The present invention is when using, preferably by the detected data of computer acquisition detecting device, by to the spectral characteristic in object 200~1100nm to be measured interval in real time, original position, on-line analysis, by multiple mathematical model, set up the corresponding relation of drug concentration and spectrum.Realization just can be finished drug dissolution/release test overall process easily to the on-line automaticization operation of analytic target real-time data acquisition and processing, spectrum demonstration, stripping curve Real time dynamic display, data storage, data management, parameter extraction and reporting printing.
Application example of the present invention is as follows:
Application examples 1: the drug dissolution test of fast release formulation Clozapine sheet.Adopt Self-control method with dissolution rate test solvent preparation Clozapine series standard solution, instrument of the present invention shows acquisition serial absorption spectrum (accompanying drawing 9).With 285nm is to measure wavelength.Select No. 5 probes of №, 900ml is a solvent with hydrochloric acid solution (9 → 1000), changes blue laws, 50 rev/mins, measure 30 minutes stripping curves (accompanying drawing 10), and do control experiment by official method simultaneously.Obtain data consistent.But rapid delivery of pharmaceuticals drug concentration variation in the very short time of beginning is very fast as can be seen from real-time monitoring curve, and sample analysis can't obtain preceding 2 minutes more information.

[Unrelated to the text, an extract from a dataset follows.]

PR #684, opened 2020-12-06
add semicolon_terminator_linter to default linters

### LINKED ISSUE #683: Don’t put ; at the end of a line, and don’t use ; to put multiple commands on one line.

Application examples 2: disintegrating tablet piroxicam tablet drug dissolution test.The piroxicam reference substance is with dissolution rate test solvent configuration series standard solution, and instrument of the present invention shows acquisition serial absorption spectrum (accompanying drawing 11).Piroxicam has absorption maximum at the 332nm place, as measuring wavelength.Select No. 2 probes of №, 900ml is a solvent with hydrochloric acid solution (9 → 1000), changes blue laws, 50 rev/mins, measure 40 minutes stripping curves (accompanying drawing 12), and do control experiment by official method simultaneously.Obtain data consistent.But this law is compared with official method, not only reduces operate miss and the more information amount is provided.

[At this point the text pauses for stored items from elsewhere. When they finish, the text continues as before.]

PR #687, opened 2020-12-06
fix delint conflicts

AshesITR:
Unfortunately, some newly enabled linters had hits in `tests`, so we aren't lint-free on master atm.

### DIFF
--- a/.lintr
+++ b/.lintr
@@ -1,6 +1,6 @@
 linters: with_defaults( # The following TODOs are part of an effort to have {lintr} lint-free (#584)
    line_length_linter = line_length_linter(120),
-   cyclocomp_linter = cyclocomp_linter(29), # TODO reduce to 15
+   cyclocomp_linter = cyclocomp_linter(30), # TODO reduce to 15
    equals_na_linter = NULL, # TODO enable (#601)
    paren_brace_linter = NULL # TODO enable (#603)
  )
--- a/tests/testthat/test-error.R
+++ b/tests/testthat/test-error.R
@@ -65,6 +65,9 @@ test_that("returns the correct linting", {
   expected_message <- tryCatch(parse(text = "\\"), error = get_base_message)
   expect_lint("\\", rex(expected_message))
 
+  # restore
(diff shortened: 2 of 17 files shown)


.lintr
```diff
@@ -1,6 +1,6 @@
 linters: with_defaults( # The following TODOs are part of an effort to have {lintr} lint-free (#584)
    line_length_linter = line_length_linter(120),
-   cyclocomp_linter = cyclocomp_linter(29), # TODO reduce to 15
+   cyclocomp_linter = cyclocomp_linter(30), # TODO reduce to 15
```
AshesITR, line 3: #673 added 1 to the cyclocomp of `lint()`.
To keep this separate from removing ~ 200 lints from tests/, I temporarily bump the limit here.

MichaelChirico (dismissed):

tests/testthat/test-error.R
```diff
@@ -60,11 +60,6 @@ test_that("returns the correct linting", {
   expected_message <- tryCatch(parse(text = "\\"), error = get_base_message)
   expect_lint("\\", rex(expected_message))
 
-  # also try when LANGUAGE initially unset
```
AshesITR, line 63: This causes non-english locales to fail the test.

AshesITR:
@MichaelChirico can you re-approve? I had a merge conflict and test failure on non-english locale due to `Sys.unsetenv()` in `test-error.R`.

MichaelChirico (approved):

MichaelChirico:
That `Sys.unsetenv` was for coverage -- do we know what's the issue exactly?

AshesITR:
What issue do you mean?
On non-english locales, Sys.unsetenv will create essentially unpredictable messages and the following tests check for these.
I think what would work would be something like

```
Sys.unsetenv("LANGUAGE")
get non-english expected error message
test in non-english locale
set_lang("en")
```

The old code was missing the `set_lang("en")` and the update of the expected error message.

MichaelChirico:
OK, we'll add that back in the future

Applicating example 3: not disintegrating tablet vitamin B2 sheet drug dissolution test.The vitamin B2 reference substance is with dissolution rate test solvent configuration series standard solution, and instrument of the present invention shows the serial absorption spectrum of acquisition, at the 264nm place absorption maximum is arranged, and good linear is arranged, as measuring wavelength (accompanying drawing 13).Select No. 2 probes of №, the oar method is measured 25 minutes.Obtain the real-time stripping curve of vitamin B2 (accompanying drawing 14), do control experiment by official method simultaneously.This law and official method obtain data consistent.